Sorry I didn’t mean to sound so combative, however I believe that MonoBehaviours should never access the entity world.
I’m not saying that they shouldn’t co-exist, but when they do the GameObject world should be driven by the Entity world, not the other way around. i.e. Systems should write to GameObjects but never in reverse.
If not, it causes huge range of issues (e.g. this post) that I could write a paper on from experience.
I use GameObjects and MonoBehaviours nearly exclusively as a presentation layer, or at the very least standalone objects.
I agree with some of the above though I don’t see everyone using DOTS this way.
Trying to make this a little more concrete by using an imaginary scenario:
Monobehaviour + traditional UI menu
On button press play audio and triggger animation (let’s say sprouting trees in a forest)
Trees, animations etc all in subscene or spawned entity prefabs (perhaps there’s a simulation aspect)
pressing a button in MB land adds a tag or data to a singleton and the simulation & animation systems kick off
In that example I’d guess there are already 10 decisions you wouldn’t have made. My belief though is that a) this will be quite common, b) I appreciate it’s early but I don’t see much in the way of Unity clearly communicating or limiting this possibility space so it feels somewhat intended and c) Generally, actually, this probably works?
You could also consider asset store DOTS packages - let’s say a path-finding lib with static methods you call to update obstacles or whatever that then updates entity world. I think MonoBehaviours will potentially be doing quite a lot of indirect access and that used with this degree of indirection may even feel quite clean.
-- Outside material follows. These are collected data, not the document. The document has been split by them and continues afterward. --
PR #60, opened 2024-04-24
feat: add control over grid generation using a builder struct

imrn99:
- implement a builder structure `GridBuilder` to generate maps representing custom grids
- mark previous generation methods as deprecated and redirect the user to an alternative

## Scope

- [x] Code: `honeycomb-core` for the implementation, other members to remove deprecations

## Type of change

- [x] New feature(s)
- [x] Refactor

### DIFF
--- a/honeycomb-core/src/utils/generation.rs
+++ b/honeycomb-core/src/utils/generation.rs
@@ -596,6 +596,22 @@ mod tests {
     }
 
     #[test]
+    fn build_incomplete() {
+        assert!(GridBuilder::default()
+            .len_per_cell([1.0_f64, 1.0_f64, 1.0_f64])
+            .build2()
+            .is_err());
+        assert!(<GridBuilder<f64>>::default()
+            .n_cells([4, 4, 0])
+            .build2()
+            .is_err());
+        assert!(GridBuilder::default()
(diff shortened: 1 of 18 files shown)


dssgabriel (approved):

honeycomb-core/src/utils/generation.rs
```diff
@@ -433,7 +409,9 @@ impl<T: CoordsFloat> GridBuilder<T> {
                 )
             }
             (_, _, _) => {
-                return Err(BuilderError::MissingParameters("Insufficient building parameters, please specify two out of three grid parameters"));
+                return Err(BuilderError::MissingParameters(
+                    "GridBuilder: insufficient building parameters",
```
dssgabriel, line 413: Maybe a dumb question, but why use `'a` lifetime and not `'static` on your `BuilderError` enum? Your error string looks to be compile-time known.   
Future-proofing?

dssgabriel (approved):

honeycomb-core/src/utils/generation.rs
imrn99: This is a correct observation, I don't really need the runtime lifetime for my errors atm.

PR #284, opened 2025-02-11
refactor(core): remove dead code from attribute items

imrn99:
### Description

**Scope**:  core

**Type of change**: refactor

**Content description**: follow up of #277 

Now that the API has converged, the only methods variants we need are transactional. we can wrap them at the highest level since the user is not supposed to directly interact with attribute containers anyway. 

I will do yet another PR to rename the remaining methods from the various attribute traits since code fro the `sew` impls will be affected


imrn99:
a lot of the additions are from update to the test file. these changes are just noise, important parts are in the other files

cedricchevalier19 (approved):
I like this kind of PR!

PR #287, opened 2025-02-14
feat(kernels): implement skewness computing routines

imrn99:
### Description

**Scope**: kernels

**Type of change**: feat

**Content description**: add a module with 2 new function to the kernel crate

- each function takes a map as an input and compute the skewness of its cell
    - the 2-map function, `compute_cell_skewness_2d` computes face skewness
    - the 3-map function, `compute_cell_skewness_3d` computes face or volume skewness depending on the value of a const argument `N: u8`. Volume computation is currently unimplemented as I could not find a reliable definition for unstructured meshes


honeycomb-kernels/src/skewness/mod.rs
```diff
@@ -0,0 +1,159 @@
...
+///
+/// # Return
+///
+/// The values returned are comprised in the `[0.0; 1.0]` range. `0.0` corresponds to ideal
+/// (equilateral) cells while `1.0` corresponds to degenerate cells.
+///
+/// # Panics
+///
+/// This function will panic if a topological vertex has no associated coordinates.
+pub fn compute_cell_skewness_2d<'a, 'b, T: CoordsFloat>(
```
cedricchevalier19, line 26:
```suggestion
pub fn compute_cells_skewness_2d<'a, 'b, T: CoordsFloat>(
```

honeycomb-kernels/src/skewness/mod.rs
```diff
@@ -0,0 +1,159 @@
...
+///
+/// The values returned are comprised in the `[0.0; 1.0]` range. `0.0` corresponds to ideal
+/// (equilateral) cells while `1.0` corresponds to degenerate cells.
+///
+/// # Panics
+///
+/// This function will panic if:
+/// - `I` is not `2` (or `3`, at the moment),
+/// - a topological vertex has no associated coordinates.
+pub fn compute_cell_skewness_3d<'a, 'b, const N: u8, T: CoordsFloat>(
```
cedricchevalier19, line 94:
```suggestion
pub fn compute_cells_skewness_3d<'a, 'b, const N: u8, T: CoordsFloat>(
```

honeycomb-kernels/src/skewness/mod.rs
```diff
@@ -0,0 +1,159 @@
...
+    match N {
+        // compute faces skewness
+        2 => compute_face_skewness_3d(map),
+        // compute volumes skewness
+        3 => todo!(),
+        _ => panic!(),
+    }
+}
+
+fn compute_face_skewness_3d<'a, 'b, T: CoordsFloat>(
```
cedricchevalier19, line 109: Can't this use the `compute_cells_skewness_2d`?

honeycomb-kernels/src/skewness/tests.rs
```diff
@@ -0,0 +1,13 @@
...
+use crate::skewness::compute_cell_skewness_2d;
+
+#[test]
+fn skewtest() {
+    // squares are equiangular
+    let map: CMap2<f32> = CMapBuilder::unit_grid(2).build().unwrap();
+    assert!(compute_cell_skewness_2d(&map).all(|s| s == 0.0));
+    // triangles aren't; their angles are 90, 45, 45
+    let map: CMap2<f32> = CMapBuilder::unit_triangles(2).build().unwrap();
+    assert!(compute_cell_skewness_2d(&map).all(|s| s == 0.25));
```
cedricchevalier19, line 12:
```suggestion
    assert!(compute_cells_skewness_2d(&map).all(|s| s == 0.25));
```

cedricchevalier19 (commented):
Is it possible to have the same name to compute cell skewness depending on the dimension of the cell?

Also, what about the capability to compute this skewness only for one cell?

I wonder if this iterator way of doing things is such a great idea; for example, we might want to compute this only on a part of the `CMap`, which we could, as a user, filter in advance.

imrn99:
> Is it possible to have the same name to compute cell skewness depending on the dimension of the cell?

I renamed the functions to `compute_face_skewness_Nd` for the moment. I don't plan to implement volume skewness atm (not even sure about the definition?), so I think we can deal with that later.

> Also, what about the capability to compute this skewness only for one cell?
> 
> I wonder if this iterator way of doing things is such a great idea; for example, we might want to compute this only on a part of the `CMap`, which we could, as a user, filter in advance.

You are right, we can define an iterator on the user-side as needed. I rewrote the original functions to only compute the skewness of a single face.

PR #299, opened 2025-03-12
feat(core): implement transactional orbits

imrn99:
### Description

**Scope**: core

**Type of change**: feat

**Content description**:
- add a custom unfold iterator `TryFromFn` to use `?` inside the definition closure
- implement transactional orbit computations. 

Usage is slightly weird since chaining operators isn't be possible due to the closure system. The only two solutions I see for this are:
- remove lazy computations, and check whether anything is invalid before returning an iterator over values (effectively moving the `Result` out of the iterator)
- provide a functions that does what's described above, to still allow using the lazily evaluated iterator (in a for loop for example, where results can be `?`)

### Necessary follow-up

use this content in #298 to expose transactions in the API

### DIFF
--- a/honeycomb-core/src/cmap/dim2/orbits.rs
+++ b/honeycomb-core/src/cmap/dim2/orbits.rs
@@ -33,6 +33,7 @@ impl<T: CoordsFloat> CMap2<T> {
     /// and a `HashSet`. There is a possibility to use static thread-local instances to avoid
     /// ephemeral allocations, but [it would require a guard mechanism][PR].
     ///
+    /// [WIKIBFS]: https://en.wikipedia.org/wiki/Breadth-first_search
     /// [PR]: https://github.com/LIHPC-Computational-Geometry/honeycomb/pull/293
     #[allow(clippy::needless_for_each)]
     #[rustfmt::skip]
@@ -118,6 +119,7 @@ impl<T: CoordsFloat> CMap2<T> {
     }
 
     /// Generic orbit transactional implementation.
+    #[allow(clippy::needless_for_each)]
     pub fn orbit_transac(
         &self,
         t: &mut Transaction,
--- a/honeycomb-core/src/cmap/dim2/orbits.rs
+++ b/honeycomb-core/src/cmap/dim2/orbits.rs
@@ -7,6 +7,7 @@ use std::collections::{HashSet, VecDeque};
 
 use crate::cmap::{CMap2, DartIdType, NULL_DART_ID, OrbitPolicy};
 use crate::geometry::CoordsFloat;
+use crate::stm::{StmClosureResult, StmError, Transaction};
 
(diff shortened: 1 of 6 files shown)


honeycomb-core/src/cmap/dim2/orbits.rs
```diff
@@ -116,11 +118,93 @@ impl<T: CoordsFloat> CMap2<T> {
...
+                match opolicy {
+                    OrbitPolicy::Vertex => {
+                        let b2 = self.beta_transac::<2>(t, d)?;
+                        let b0 = self.beta_transac::<0>(t, d)?;
+                        [
+                            self.beta_transac::<1>(t, b2)?,
+                            self.beta_transac::<2>(t, b0)?,
+                        ]
+                        .into_iter()
+                        .for_each(|im| {
```
cedricchevalier19, line 147: Not convinced that it is the simplest way to write it, there are only two iterations, no?

honeycomb-core/src/cmap/dim2/orbits.rs
```diff
@@ -116,11 +118,93 @@ impl<T: CoordsFloat> CMap2<T> {
...
+                            if marked.insert(im) {
+                                // if true, we did not see this dart yet
+                                // i.e. we need to visit it later
+                                pending.push_back(im);
```
cedricchevalier19, line 151: Can these lines grouped in a function or lambda?

honeycomb-core/src/cmap/dim2/orbits.rs
```diff
@@ -116,11 +118,93 @@ impl<T: CoordsFloat> CMap2<T> {
...
+                    OrbitPolicy::Face => {
+                        [self.beta_transac::<1>(t, d)?, self.beta_transac::<0>(t, d)?]
+                            .into_iter()
+                            .for_each(|im| {
+                                if marked.insert(im) {
+                                    // if true, we did not see this dart yet
+                                    // i.e. we need to visit it later
+                                    pending.push_back(im);
+                                }
+                            });
```
cedricchevalier19, line 177: Same as for vertices

cedricchevalier19 (commented):
Looks like you can factorize further.

honeycomb-core/src/cmap/dim2/orbits.rs
imrn99: I switched to regular statements for 2D. 3D keeps the array + for_each style since it consistently has more elements

honeycomb-core/src/cmap/dim2/orbits.rs
imrn99: I used a lambda to be able to pass the closure directly to for_each when using an iterator

cedricchevalier19 (approved):

PR #304, opened 2025-03-19
refactor!(render): switch to gizmos-based rendering

imrn99:
### Description

**Scope**: render

**Type of change**: refactor

**Content description**:

- remove the capture system, only a single map is rendered now
- remove all mesh-based rendering, switch to gizmos instead
	- unlike meshes, gizmos aren't persistent object and needs to be rendered continuously with a system. this significantly simplifies the parameterization of the render
- remove the picking features for now (I haven't found a simple way to implement it yet)
- remove the `App` object and replace it with a single function
- remove everything related to beta rendering (which wasn't implemented anyway)
- simplify the shrinking system / normal storage in prevision of the 3D implementation
- **remove the dock, settings menu is now opened with tab**

#### Before

Screenshot_20250319_150511

#### After

Screenshot_20250319_150623

### Additional information

- [x] Breaking change


imrn99:
This should make the tool usable for doc / artifact illustrations

PR #311, opened 2025-03-28
feat(core): add new dart allocation interfaces

imrn99:
### Description

should be rebased

**Scope**: core

**Type of change**: feat

**Content description**: see commits

### Necessary follow-up

There are a few different things possible for improvements before integrating some form of [CRDT](https://en.wikipedia.org/wiki/Conflict-free_replicated_data_type):

- remove old interfaces
- make block size a parameter of `CMap`s and only allow aligned block allocations
- build the dart blocks during the allocation and add them to a transactional queue that the threads can pop from


honeycomb-core/src/cmap/components/unused.rs
```diff
@@ -22,6 +22,11 @@ impl UnusedDarts {
         self.0.extend((0..len).map(|_| TVar::new(false)));
     }
 
+    /// Extend internal storage capacity using the passed value for new items
+    pub fn extend_from_val(&mut self, len: usize, val: bool) {
```
cedricchevalier19, line 26:
```suggestion
    pub fn extend_with(&mut self, len: usize, val: bool) {
```
Not sure about the semantic you want to follow, but this looks closer to what people are doing externally.

imrn99: yeah, I have no strong opinion on the naming, doing what others do is probably best

I'll need to properly update everything in a single commit if I want to rebase this tho

imrn99:
> can we discuss it more this week?

sure, I also started to look into CRDTs so maybe this can tie things in.

imrn99:
closing in favor of #344

PR #312, opened 2025-03-31
feat(kernels): implement geometrical anchoring attributes

imrn99:
### Description

**Scope**: kernels

**Type of change**: feat

**Content description**:
- add three new enums: `VertexAnchor`, `EdgeAnchor`, and `FaceAnchor`
- implement attribute traits for these

### Necessary follow-up

- ~~add tests~~ done
- set these at the end of the `grisubal` kernel
- use these to implement predicates controlling the `collapse_edge` routine

### DIFF
--- a/honeycomb-kernels/src/remeshing/anchoring.rs
+++ b/honeycomb-kernels/src/remeshing/anchoring.rs
@@ -15,7 +15,7 @@ use honeycomb_core::{
 /// merge two anchors. The merge-ability of two anchors also depends on their intersection; we
 /// expect this to be handled outside of the merge functor, as doing it inside would require leaking
 /// map data into the trait's methods.
-#[derive(Debug, Copy, Clone)]
+#[derive(Debug, Copy, Clone, PartialEq, Eq)]
 pub enum VertexAnchor {
     /// Vertex is linked to a node.
     Node(usize),
@@ -108,7 +108,7 @@ impl AttributeUpdate for VertexAnchor {
 /// merge two anchors. The merge-ability of two anchors also depends on their intersection; we
 /// expect this to be handled outside of the merge functor, as doing it inside would require leaking
 /// map data into the trait's methods.
-#[derive(Debug, Copy, Clone)]
+#[derive(Debug, Copy, Clone, PartialEq, Eq)]
 pub enum EdgeAnchor {
     /// Vertex is linked to a curve.
     Curve(usize),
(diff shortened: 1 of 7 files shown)


honeycomb-kernels/src/remeshing/anchoring.rs
```diff
@@ -0,0 +1,213 @@
...
+///
+/// This enum is used as an attribute to link mesh vertices to entities of the represented geometry.
+///
+/// The `AttributeUpdate` implementation is used to enforce the dimensional conditions required to
+/// merge two anchors. The merge-ability of two anchors also depends on their intersection; we
+/// expect this to be handled outside of the merge functor, as doing it inside would require leaking
+/// map data into the trait's methods.
+#[derive(Debug, Copy, Clone, PartialEq, Eq)]
+pub enum VertexAnchor {
+    /// Vertex is linked to a node.
```
cedricchevalier19, line 20: Why everything is `usize`?

cedricchevalier19 (approved):
Two questions:
- is having an additional `Free` state useful?
- You keep the id of the target, is it easy to manage in term of life-time if you modify the targets?

honeycomb-kernels/src/remeshing/anchoring.rs
imrn99: since geometry and mesh are different things, I don't think these entities should be indexed using `VertexIdType`, etc. 

I could change it to `u32` tho, if that's what you meant.

imrn99:
> is having an additional `Free` state useful?

From the discussion I had with @franck-ledoux, I don't think it is. The only use case I can see for this is to use it as a default (e.g. during classification), but having a default could be detrimental further in the remeshing pipeline (e.g. by allowing an algorithm to continue operating while some classification data was lost) 

> You keep the id of the target, is it easy to manage in term of life-time if you modify the targets?

The advantage of IDs is that they do not require a third-party structure to store information after the initial classification. The disadvantage is that we have to be careful about modifying targets if we do something beyond simple (un)sews.

While integrating a reference in attributes could be a way to handle more complex geometry changes, I personally don't like the idea of adding handles towards external data in attribute values; that's also why I'm not handling one of the connectivity criteria in the merge functor, even if I could by adding an `Arc` to the map and duplicate the ID of the dart holding the value. 

Some of my notes go over this choice, I can share the relevant parts.

PR #322, opened 2025-04-15
feat: add a pre-commit hook config file

imrn99:
### Description

**Scope**: repository

**Type of change**: feat

**Content description**: see commits

### DIFF
--- a/.pre-commit-config.yaml
+++ b/.pre-commit-config.yaml
@@ -1,0 +1,35 @@
+repos:
+  - repo: local
+    hooks:
+      # Check format
+      # Only a check (vs actually formatting) to avoid mistakes
+      - id: cargo-fmt
+        name: check rust code formatting
+        entry: cargo-fmt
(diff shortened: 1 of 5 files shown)


cedricchevalier19 (approved):
Not sure if it should be added, but `act` (https://github.com/nektos/act) allows to run github actions locally in containers.

The pre-commit hook is easier to use, so act is not a replacement.

imrn99:
> Not sure if it should be added, but `act` ([nektos/act](https://github.com/nektos/act)) allows to run github actions locally in containers.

If issues/inconsistencies like above could be resolved I think that would go a long way to improving the workflow - It’s hard for me see how it would subtract. Appreciate the thoughts.
Thanks, OP!!! This starts to explain the awkward buginess when I was trying to place entities using the editor (placing them directly in this case; no subscenes involved, but likely the same root cause). They would spawn at 0,0,0 and then jump to their location at some future time when moving the camera or manipulating things. I guess entities just can’t be used in the edit world reliably right now.
Hey no problem. Generally though I’ve found the conversion workflow fairly reliable. I wonder if your issue might be related to your spawn system running after the tranform system so it’s at 0,0,0 the first frame? I mention it because it’s a fairly common problem and is resolved by manually setting the LTW as well as Translation when you spawn or else making sure your spawn system updates before the transform system. It might be unrelated to your problem but thought I’d mention in case.
They were being spawned from a MonoBehaviour, not a system. The MB has [ExecuteAlways], so it executed, but the transform system didn’t execute on it until the editor ticked again.